Request human input during agent execution:

```elixir
# Agent can use built-in HumanTool (if you allow it to)
HumanTool.ask("Should I proceed with this operation?")

# Your application responds
Legion.call(agent_pid, {:respond, "Yes, proceed"})
```

## Multi-Agent Systems

Agents can spawn and communicate with other agents using the built-in `AgentTool`:

```elixir
defmodule MyApp.OrchestratorAgent do
  use Legion.Agent

  def tools, do: [Legion.Tools.AgentTool, MyApp.Tools.DatabaseTool]
  def tool_config(Legion.Tools.AgentTool), do: [agents: [MyApp.ResearchAgent, MyApp.WriterAgent]]
end
```

**The orchestrator agent** can then delegate tasks:

```elixir
# One-off task delegation
{:ok, research} = AgentTool.call(MyApp.ResearchAgent, "Find info about Elixir 1.18")

# Start a long-lived sub-agent
{:ok, pid} = AgentTool.start_link(MyApp.WriterAgent, "Write a blog post")
AgentTool.cast(pid, "Add a section about pattern matching")
{:ok, draft} = AgentTool.call(pid, "Show me what you have so far")
```

## Agent Pools

Since agents are regular BEAM processes, you can use Erlang's `:pg` (process groups) to create agent pools with no external infrastructure:

```elixir
# Spawn a pool of support agents
for _ <- 1..5 do
  {:ok, pid} = Legion.start_link(SupportAgent)
  :pg.join(:support_pool, pid)
end

# Route incoming tickets to the next available agent
defp handle_ticket(ticket) do
  pool = :pg.get_members(:support_pool)
  agent = Enum.random(pool)
  Legion.cast(agent, "Handle this support ticket: #{ticket}")
end
```

## Hot Code Reloading

Since tools and agents are regular Elixir modules, the BEAM's hot code reloading works out of the box.

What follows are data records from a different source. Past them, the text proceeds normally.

PR #126, opened 2022-03-25
fix backup.schedule.0.keep to correct default value in readme

stephentreacy:


tplavcic:
Thank you for the fix!

tplavcic (approved):

PR #122, opened 2025-10-29
chore: reproducible build

### LINKED ISSUE #77: Enhancement: reproducible docker build
To improve the verifiability of NEAR AI Cloud (as required by some partners), ideally we should make the `cloud-api` docker image reproducible, which means with a given docker image digest on docker registry, anyone could easily find the provenance of the GitHub commit hash for the digest, and can consistently reproduce the build process to generate this docker image digest whenever needed.

Some relevant work can be found in https://github.com/nearai-cloud/nearai-cloud-server/pull/79

think-in-universe:
Resolves #77 

The docker image digest is now reproducible across machines with the command:

```bash
# build the image locally
bash docker-build.sh

# build and push the image
bash docker-build --push nearaidev/cloud-api:<tag>
```

The CI will build and publish docker image for code pushes to `main` branch or creation of release tags (starts with `v`, e.g. `v0.1.2`).

| github ref | image tag | 
| -- | -- |
| branch: `main` | `latest` |
| tag: `v0.1.2` | `0.1.2` |

Some enhancements are completed to make it fully reproducible with artifact attestation:

- [x] 1. Pin the apt package versions;
- [x] 2. Enhance Rust & cargo configs
- [x] 3. Add the GitHub workflow to publish reproducible image digests to docker hub.
- [x] 4. Integrate with GitHub artifact attestation

### DIFF
--- a/.github/workflows/build.yml
+++ b/.github/workflows/build.yml
@@ -4,7 +4,6 @@ on:
   push:
     branches:
       - main
-      - chore/repro-build
     tags:
       - 'v*'
 


crates/database/src/migrations/mod.rs
```diff
@@ -1,19 +1,21 @@
 use crate::pool::DbPool;
 use anyhow::{Context, Result};
-use refinery::embed_migrations;
+use refinery::load_sql_migrations;
 use tracing::info;
 
-// Embed migrations from the migrations folder
-embed_migrations!("src/migrations/sql");
```
think-in-universe: @PierreLeGuen We switched from embedding migration to loading SQL migrations because the orders of the SQL files in the binary are non-deterministic across machines. Please help review whether there'll be issues with this change.

crates/database/src/migrations/sql/V0001__initial_schema.sql
think-in-universe: @PierreLeGuen  We also renamed the SQL files to make them ordered by the sequence, but it actually doesn't work with `embed_migrations`. We can change back the names if you think this may bring troubles.

rust-toolchain.toml
```diff
@@ -0,0 +1,3 @@
+[toolchain]
+channel = "1.88.0"
```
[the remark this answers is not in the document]
think-in-universe: Nothing specific. I just keep the Rust version consistent with the Dockerfile.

You can update tool implementations, swap agent behaviors, or add entirely new capabilities to running agents — without restarting the VM, without dropping conversations, without losing state.

## Telemetry

```elixir
Legion.Telemetry.attach_default_logger()
```

Legion emits telemetry events for observability:

- `[:legion, :agent, :started | :stopped]` - agent lifecycle
- `[:legion, :agent, :message, :start | :stop]` - per-message lifecycle
- `[:legion, :iteration, :start | :stop]` - each execution step
- `[:legion, :llm, :request, :start | :stop]` - LLM API calls
- `[:legion, :sandbox, :eval, :start | :stop]` - code evaluation
- `[:legion, :human, :input_required | :input_received]` - human-in-the-loop

Plus, Legion emits `Req` telemetry events for HTTP requests.

## Limitations

### Sandboxing

Legion's sandbox restricts what LLM-generated code can do — but it is not a full process isolation sandbox **yet**. Generated code runs inside the same BEAM VM as your application.

What the sandbox does:

- Blocks dangerous language constructs: `defmodule`, `import`, `spawn`, `send`, `receive`, `apply`, etc.
- Restricts module access to an explicit allowlist (standard library + your tools)
- Kills the evaluation process if it exceeds `sandbox_timeout`

What it does **not** do:

- Isolate memory — runaway allocations affect the whole VM
- Prevent atom table exhaustion — `String.to_atom/1` is available and atoms are never garbage collected
- Restrict access to the BEAM node name, process pid, or refs via `Kernel` functions

**The practical implication:** Legion is designed for trusted code generators (your own LLM-backed agents with controlled tool access), not for running arbitrary untrusted code from unknown sources. If your threat model requires full process isolation, you might want to spawn legion agents in an isolated BEAM instance.

<!-- MDOC -->

## License

MIT License - see [LICENSE](LICENSE) for details.